There are a number of problems with mainstream macro-economics so fundamental that they require the slate to be wiped clean and the enterprise begun from scratch. Here is an incomplete (but growing) list of knockout issues with the conventional approach.
Economics can’t describe the Business Cycle Economics’ first assumptions prevent it from explaining its central phenomenon. The first question of the economy is the nature of the business cycle. Economics has no useful theory of the business cycle. In fact, since Walras (100 years) it has been impossible for economics to generate a theory of business cycle because it assumes that the economy is an equilibrium system. An equilibrium system can not self-generate cycles of any kind. link
Economics can’t describe the Global Financial Crisis The most widely used economic models in the run up to the GFC did not contain banks or a financial sector. That is to say that the models used by economists could not describe the most significant economic phenomenon of the last 50 years. Rather than discard their discredited theory economists have added a series of fiddle factors in an attempt to hide their failure. These models are still widely taught. link
Economists don’t understand the relationship between their models and the real world Economists believe that only universal economic models can be scientific. Attempts to create these models require assumptions that are known to be false. But followers of this approach believe so strongly in the premise that there can be no science of economics if there is no one universal model, they prefer to accept false assumptions as an approximation to the truth. The removal of the essential constraint of realism has turned economics away from the search for truth. link
Economics uses an invalid methodology Following Milton Friedman, economists have adopted the methodological assumption “the more significant the theory, the more unrealistic the assumptions”. This sometimes called the F-twist. In practice “unrealistic” means false.

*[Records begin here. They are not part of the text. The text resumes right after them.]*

Issue #619, opened 2019-11-22
Move sorting info to artifact


emjburns:
docker artifacts need to contain information about how to sort tags so that we can get the "latest" artifact. Right now this info is w/in a cluster in the container specification. It shouldn't be.

PR #654, opened 2019-12-10
Artifact version generalization

emjburns:
Closes https://github.com/spinnaker/keel/issues/619.

This is a giant PR, and I'm sorry. I didn't have the foresight to make it into smaller PRs. 

Here are the changes:
- create a `DockerArtifact` and a `DebianArtifact`
- store version information in the artifact repository
- compare versions with the appropriate comparator whenever you ask for a list of versions
- flip the debian comparator so it's in decending order, which is what we want everywhere
- allow you to re-register artifacts so that you can change the sort order
- export titus resources with a container strategy
- sync versions of docker containers like we do for debs, so it's easy to run locally
- default docker status to null, and update version filtering so that we don't pass in the list of statuses when we don't want to filter by version (this bit us before, so fixing it now)

Here are the problems:
- re-registering artifacts means that two people could be battling over the same artifact. we need to also persist what delivery config (or cluster?) the artifact goes with

I'll mark the specific places where each of these happens. Thanks for taking the time to review this <3


keel-actuator/src/main/kotlin/com/netflix/spinnaker/keel/actuation/ResourcePersister.kt
```diff
@@ -132,10 +132,8 @@ class ResourcePersister(
     }
 
   private fun DeliveryArtifact.register() {
-    if (!artifactRepository.isRegistered(name, type)) {
```
emjburns: Always re-register to allow changes to docker versioning strategy.

keel-actuator/src/test/kotlin/com/netflix/spinnaker/keel/actuation/EnvironmentPromotionCheckerTests.kt
```diff
@@ -45,10 +44,7 @@ internal class EnvironmentPromotionCheckerTests : JUnit5Minutests {
       publisher
     )
 
-    val artifact = DeliveryArtifact(
-      name = "fnord",
-      type = DEB
-    )
+    val artifact = DebianArtifact(name = "fnord")
```
emjburns: I had to change every place we refer to `DeliveryArtifact`, so there are a lot of these types of changes. You can ignore all of them because there was no functionality change.

keel-api/src/main/kotlin/com/netflix/spinnaker/keel/rest/ArtifactController.kt
```diff
@@ -77,7 +77,7 @@ class ArtifactController(
     @PathVariable name: String,
     @PathVariable type: ArtifactType
   ): List<String> =
-    artifactRepository.versions(DeliveryArtifact(name, type))
+    artifactRepository.versions(name, type)
```
emjburns: We need to be able to query by artifact name and type, because it's not always valid to construct the artifact. How do we know how it's sorted? In the repository, we query for the full artifact to get this information.

keel-api/src/test/resources/examples/cluster-example.yml
```diff
@@ -11,7 +11,7 @@ spec:
   imageProvider:
     deliveryArtifact:
       name: keeldemo
-      type: DEB
+      type: deb
```
emjburns: Look @erikmunson no more shouting, ARE YOU HAPPY!?

keel-artifact/src/main/kotlin/com/netflix/spinnaker/keel/artifact/ArtifactListener.kt
```diff
@@ -30,25 +30,25 @@ class ArtifactListener(
...
           val version: String
-          val status: ArtifactStatus
+          var status: ArtifactStatus? = null
           when (artifact.type) {
             DEB -> {
               version = "${korkArtifact.name}-${korkArtifact.version}"
               status = debStatus(korkArtifact)
             }
             DOCKER -> {
               version = "${korkArtifact.name}:${korkArtifact.version}"
```
emjburns: It felt better to make status `null` for docker.

keel-artifact/src/test/kotlin/com/netflix/spinnaker/keel/artifact/ArtifactListenerTests.kt
```diff
@@ -206,7 +204,8 @@ internal class ArtifactListenerTests : JUnit5Minutests {
     .build()
 
   data class SyncArtifactsFixture(
-    val artifact: DeliveryArtifact,
```
emjburns: I added tests for syncing docker image versions as well here, because that's a big change in this PR.

keel-clouddriver/src/main/kotlin/com/netflix/spinnaker/keel/clouddriver/ImageService.kt
```diff
@@ -70,7 +70,7 @@ class ImageService(
   suspend fun getLatestNamedImage(packageName: String, account: String, region: String? = null): NamedImage? =
     cloudDriverService.namedImages(DEFAULT_SERVICE_ACCOUNT, packageName, account, region)
       .sortedWith(NamedImageComparator)
-      .lastOrNull {
```
emjburns: I changed the NamedImageComparator (and also the DebianComparator) to default to descending order. We always want the "latest", and it seemed easier to always have that first instead of finding the last of a list, or reversing the list. All the docker comparators are also sorted in descending order.

keel-clouddriver/src/main/kotlin/com/netflix/spinnaker/keel/clouddriver/model/NamedImage.kt
```diff
@@ -14,9 +14,9 @@ data class NamedImage(
 
 object NamedImageComparator : Comparator<NamedImage> {
   override fun compare(a: NamedImage, b: NamedImage): Int {
-    val byAppVersion = VERSION_COMPARATOR.compare(a.appVersion, b.appVersion)
+    val byAppVersion = DEBIAN_VERSION_COMPARATOR.compare(a.appVersion, b.appVersion)
     return if (byAppVersion == 0) {
-      a.creationDate.compareTo(b.creationDate)
+      b.creationDate.compareTo(a.creationDate)
```
emjburns: The swap to descending..dun dun dunnnn

keel-core/src/main/kotlin/com/netflix/spinnaker/keel/api/DeliveryArtifact.kt
```diff
@@ -17,3 +21,37 @@ enum class ArtifactType {
...
+  property = "type"
+)
+@JsonSubTypes(
+  Type(DebianArtifact::class),
+  Type(DockerArtifact::class)
+)
+interface DeliveryArtifact {
+  val name: String
+  val type: ArtifactType
+  val versioningStrategy: VersioningStrategy
```
emjburns: The common things for an artifact are: name, type, and how versions are sorted.

keel-core/src/main/kotlin/com/netflix/spinnaker/keel/api/VersioningStrategy.kt
```diff
@@ -0,0 +1,148 @@
...
+import com.fasterxml.jackson.databind.annotation.JsonDeserialize
+import com.netflix.frigga.ami.AppVersion
+import com.netflix.rocket.semver.shaded.DebianVersionComparator
+import com.netflix.spinnaker.keel.api.SortType.INCREASING
+import com.netflix.spinnaker.keel.api.SortType.SEMVER
+import com.netflix.spinnaker.keel.serialization.PropertyNamePolymorphicDeserializer
+import net.swiftzer.semver.SemVer
+import org.slf4j.LoggerFactory
+import org.springframework.util.comparator.NullSafeComparator
+
```
emjburns: I moved all the docker sorting logic to be in proper comparators, so that it was easy to sort lists with them.

keel-core/src/main/kotlin/com/netflix/spinnaker/keel/events/ArtifactEvent.kt
```diff
@@ -9,12 +8,8 @@ data class ArtifactEvent(
   val details: Map<String, Any>?
 )
 
-/**
- * This event optionally takes [statuses] so that we can fetch the most relevant first artifact.
- */
```
emjburns: This seemed more complicated than it was worth.

keel-core/src/main/kotlin/com/netflix/spinnaker/keel/persistence/ArtifactRepository.kt
```diff
@@ -1,18 +1,23 @@
...
 interface ArtifactRepository {
 
+  /**
+   * Creates or updates a registered artifact
+   */
+  // todo eb: allow the same artifact with different versioning strategies to be registered
+  // so that two users aren't battling
+  // maybe require an artifact to be associated with a delivery config?
+  // maybe have an artifact also have a name to reference?
   fun register(artifact: DeliveryArtifact)
```
emjburns: ^ This is the big registration of artifacts change. I think we need artifacts to have one more piece of information to tie them to a delivery config so that we can support two people caring about the same image but choosing different versioning strategies. That's a change for another PR, though.

keel-core/src/main/kotlin/com/netflix/spinnaker/keel/persistence/ArtifactRepository.kt
```diff
@@ -91,28 +101,6 @@ interface ArtifactRepository {
   )
 }
 
-val VERSION_COMPARATOR: Comparator<String> = object : Comparator<String> {
```
emjburns: This has been moved to where the other comparators are

keel-core/src/main/kotlin/com/netflix/spinnaker/keel/persistence/memory/InMemoryArtifactRepository.kt
```diff
@@ -6,25 +6,36 @@ import com.netflix.spinnaker.keel.api.DeliveryArtifact
...
 
 class InMemoryArtifactRepository : ArtifactRepository {
   private val artifacts = mutableMapOf<DeliveryArtifact, MutableList<ArtifactVersionAndStatus>>()
-  private val approvedVersions = mutableMapOf<Triple<DeliveryArtifact, DeliveryConfig, String>, MutableList<String>>()
-  private val deployedVersions = mutableMapOf<Triple<DeliveryArtifact, DeliveryConfig, String>, MutableList<String>>()
+  private val approvedVersions = mutableMapOf<Key, MutableList<String>>()
+  private val deployedVersions = mutableMapOf<Key, MutableList<String>>()
   private val log: Logger by lazy { LoggerFactory.getLogger(javaClass) }
 
+  private data class Key(
```
emjburns: I find `Triple` confusing to work with, so I created a `Key` class.

keel-sql/src/main/kotlin/com/netflix/spinnaker/keel/sql/SqlArtifactRepository.kt
```diff
@@ -64,26 +97,28 @@ class SqlArtifactRepository(
...
         .from(DELIVERY_ARTIFACT, DELIVERY_ARTIFACT_VERSION)
         .where(DELIVERY_ARTIFACT.UID.eq(DELIVERY_ARTIFACT_VERSION.DELIVERY_ARTIFACT_UID))
         .and(DELIVERY_ARTIFACT.NAME.eq(artifact.name))
         .and(DELIVERY_ARTIFACT.TYPE.eq(artifact.type.name))
-        .and(DELIVERY_ARTIFACT_VERSION.STATUS.`in`(*status.toTypedArray()))
+        .apply { if (statuses.isNotEmpty()) and(DELIVERY_ARTIFACT_VERSION.STATUS.`in`(*statuses.map { it.toString() }.toTypedArray())) }
         .fetch()
         .getValues(DELIVERY_ARTIFACT_VERSION.VERSION)
-        .sortAppVersion()
+        .sortedWith(artifact.versioningStrategy.comparator)
```
emjburns: ⭐️ 🕵️‍♀️  This is the actual functionality I was going for with this PR: an artifact has sorting defined on it, and that sorting is used to correctly return the versions, and the "latest" version.

keel-api/src/test/resources/examples/cluster-example.yml
erikmunson: THIS IS THE GREATEST DAY OF MY LIFE. I AM VERY HAPPY.

THANKS FOR ASKING.

keel-actuator/src/main/kotlin/com/netflix/spinnaker/keel/actuation/ResourcePersister.kt
luispollo: Maybe only re-register if the version strategy has actually changed, then? Or at least only publish the event when that is the case?

keel-artifact/src/main/kotlin/com/netflix/spinnaker/keel/artifact/ArtifactListener.kt
```diff
@@ -86,49 +82,65 @@ class ArtifactListener(
...
               }
               else -> false
             }
 
             if (hasNew) {
               log.debug("Artifact {} has a missing version {}, persisting..", artifact, latestVersion)
-              val version = artifactService.getArtifact(artifact.name, latestVersion)
-              artifactRepository.store(artifact, latestAppVersion, debStatus(version))
+              val status = when (artifact.type) {
+                DEB -> debStatus(artifactService.getArtifact(artifact.name, latestVersion.removePrefix("${artifact.name}-")))
```
luispollo: Any reason not to use the class types in the `when` statement like you did elsewhere?

keel-actuator/src/main/kotlin/com/netflix/spinnaker/keel/actuation/ResourcePersister.kt
emjburns: That seems like an unneeded optimization - what would it save us?

keel-artifact/src/main/kotlin/com/netflix/spinnaker/keel/artifact/ArtifactListener.kt
```diff
@@ -86,49 +82,65 @@ class ArtifactListener(
...
+                // todo eb: is there a better way to think of docker status?
```
luispollo: I'm not sure about status for Docker artifacts specifically, but as a side-comment, when reviewing this I was a bit confused with the fact that we name that type `ArtifactStatus`(which is somewhat open to interpretation, I think). Looking at the values of the enum, perhaps we could instead name it something like `ReleaseStatus` instead?

Going back to the question on Docker images, do we know if there's any life-cycle management of image releases like there is for Debian packages (meaning, there might be tags on the images with that release status, for instance)?

keel-artifact/src/main/kotlin/com/netflix/spinnaker/keel/artifact/ArtifactListener.kt
emjburns: Kotlin can't detect that there are only two valid types of artifacts from using the class type (i think because `DeliveryArtifact` isn't sealed), so I'd have to create a third `else` condition and then handle that. Seems simpler to do it this way.

keel-actuator/src/main/kotlin/com/netflix/spinnaker/keel/actuation/ResourcePersister.kt
luispollo: It would avoid polluting the event log with duplicate events? Or is this event marked with the automatic non-dupe thing?

keel-artifact/src/main/kotlin/com/netflix/spinnaker/keel/artifact/ArtifactListener.kt
```diff
@@ -86,49 +82,65 @@ class ArtifactListener(
...
+              }
+              artifactRepository.store(artifact, latestVersion, status)
             }
           }
         }
       }
     }
 
+  private fun getLatestStoredVersion(artifact: DeliveryArtifact): String? =
+    artifactRepository.versions(artifact).sortedWith(artifact.versioningStrategy.comparator).firstOrNull()
```
luispollo: This is neat! 🤘

keel-clouddriver/src/main/kotlin/com/netflix/spinnaker/keel/clouddriver/ImageService.kt
```diff
@@ -140,7 +140,7 @@ class ImageService(
       .filter {
         AppVersion.parseName(it.appVersion).packageName == packageName
       }
-      .lastOrNull { namedImage ->
+      .firstOrNull { namedImage ->
```
luispollo: I hope you caught all of them. 😉

keel-core/src/main/kotlin/com/netflix/spinnaker/keel/api/DeliveryArtifact.kt
```diff
@@ -17,3 +21,37 @@ enum class ArtifactType {
...
+}
+
+@JsonTypeName("deb")
+data class DebianArtifact(
+  override val name: String,
+  val statuses: List<ArtifactStatus> = emptyList(),
```
luispollo: Side-comment: this got me thinking that these classes don't really represent specific artifacts, per se, but rather a specification for how to _find_ artifacts matching certain attributes. I don't know that it would be worth renaming them, but I find myself confused at times thinking these actually represent specific "snapshot-in-time" versions of an artifact.

keel-core/src/main/kotlin/com/netflix/spinnaker/keel/api/VersioningStrategy.kt
```diff
@@ -0,0 +1,148 @@
...
+  companion object {
+    private val log by lazy { LoggerFactory.getLogger(this::class.java) }
+
+    fun parseWithRegex(input: String, strategy: TagVersionStrategy, customRegex: String?): String? {
+      val regex = Regex(customRegex ?: strategy.regex)
+      val result = regex.find(input) ?: return null
+      return when (result.groupValues.size) {
+        2 -> result.groupValues[1]
+        1 -> {
+          log.warn("Regex (${customRegex ?: strategy.regex}) produced zero capture groups on tag $input")
```
luispollo: Could it be that there was just no capturing groups in the custom regex and so group 0 (entire match) should be returned here?

keel-core/src/main/kotlin/com/netflix/spinnaker/keel/api/VersioningStrategy.kt
```diff
@@ -0,0 +1,148 @@
...
+          null
+        }
+        else -> {
+          log.warn("Regex (${customRegex
+            ?: strategy.regex}) produced more than one capture group on tag $input, using the first group")
```
luispollo: This seems like a guess. Throw an exception for unsupported regex format instead?

keel-sql/src/main/kotlin/com/netflix/spinnaker/exceptions/DataParsingException.kt
```diff
@@ -0,0 +1,27 @@
...
+ * WITHOUT WARRANTIES OR CONDITIONS OF ANY KIND, either express or implied.
+ * See the License for the specific language governing permissions and
+ * limitations under the License.
+ *
+ */
+package com.netflix.spinnaker.exceptions
+
+import com.netflix.spinnaker.keel.api.ArtifactType
+
+class DataParsingException(
```
luispollo: Since this is specific to parsing artifacts, maybe `ArtifactParsingException`?

keel-sql/src/main/kotlin/com/netflix/spinnaker/keel/sql/SqlArtifactRepository.kt
```diff
@@ -24,21 +26,52 @@ import java.time.Instant
...
+      .onDuplicateKeyUpdate()
+      .set(DELIVERY_ARTIFACT.DETAILS, artifact.toJson())
       .execute()
-      .also { count ->
-        if (count == 0) log.warn("Duplicate artifact registered: {}", artifact)
-      }
   }
 
-  override fun store(artifact: DeliveryArtifact, version: String, status: ArtifactStatus): Boolean {
+  private fun DeliveryArtifact.toJson() =
```
luispollo: Maybe `detailsAsJson()` since this only returns the details, not all properties of the artifact?

keel-api/src/test/kotlin/com/netflix/spinnaker/keel/rest/DeliveryConfigControllerTests.kt
```diff
@@ -139,7 +135,7 @@ internal class DeliveryConfigControllerTests : JUnit5Minutests {
         |application: keel
         |artifacts:
         |- name: keel
-        |  type: DEB
+        |  type: deb
```
robfletcher: Is this gonna break anyone's config?

keel-artifact/src/main/kotlin/com/netflix/spinnaker/keel/artifact/ArtifactListener.kt
```diff
@@ -66,17 +66,13 @@ class ArtifactListener(
   @EventListener(ArtifactRegisteredEvent::class)
   fun onArtifactRegisteredEvent(event: ArtifactRegisteredEvent) {
     val artifact = event.artifact
-    if (artifactRepository.isRegistered(artifact.name, artifact.type)) {
-      log.debug("Artifact {} is already registered", artifact)
-    } else {
-      log.debug("Registering artifact {}", artifact)
-      artifactRepository.register(artifact)
-    }
+    artifactRepository.register(artifact)
```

Economics actively prefer theories with false premises over true ones. If a theory with false premises produces outputs that can be construed to match observed values the theory is thought to be confirmed. Macroeconomists simply “do not care about facts”. link
Economics makes assumptions that break the most basic scientific laws Economists have little understanding of the nature of science and use methods that a physicist would laugh at. In particular, economics uses the wrong mathematics because it misidentifies the nature of the economy as a system. For the system to be as described it’s defining characteristic would be entropy – the trend towards less order, complexity and structure over time. The truth is precisely the opposite. link
Economists are fixated on discredited 19th century science There are many examples of anachronism in economics. For instance there is a bizarre interest in strong reductionism. It is inexplicably thought to be scientific although the physical sciences abandoned the idea before contemporary scientists were born. Not one engineer, chemist or biologist believes their science to be applied particle physics. Strong reductionism denies what philosophy and science call emergence. Emergent properties are essential to all physical phenomena at the visible level, and all social phenomena, including those studied by economists. link
Economists can establish no clear links between their models and observation As models become more complex it gets ever more difficult to connect them to actual observations. This is known as the Identification Problem. Consider for instance an equilibrium model be comprised of two equations – one for the demand curve and one for the supply curve. Observations of pairs of quantities of supply and prices in the market can not, of themselves, validate that theory. It isn’t possible to determine whether it is the supply or demand curve that is moving. link
It is very difficult to make reliable inferences about causality from the observation of variables that are part of a simultaneous system. In practice its heads economics wins tails we lose. In 2003 Robert Lucas said “macroeconomics … has succeeded: Its central problem of depression prevention has been solved”. In 2008 he said that the success of macro-economics had nothing to do with depressions – economics predicted that such events cannot be predicted.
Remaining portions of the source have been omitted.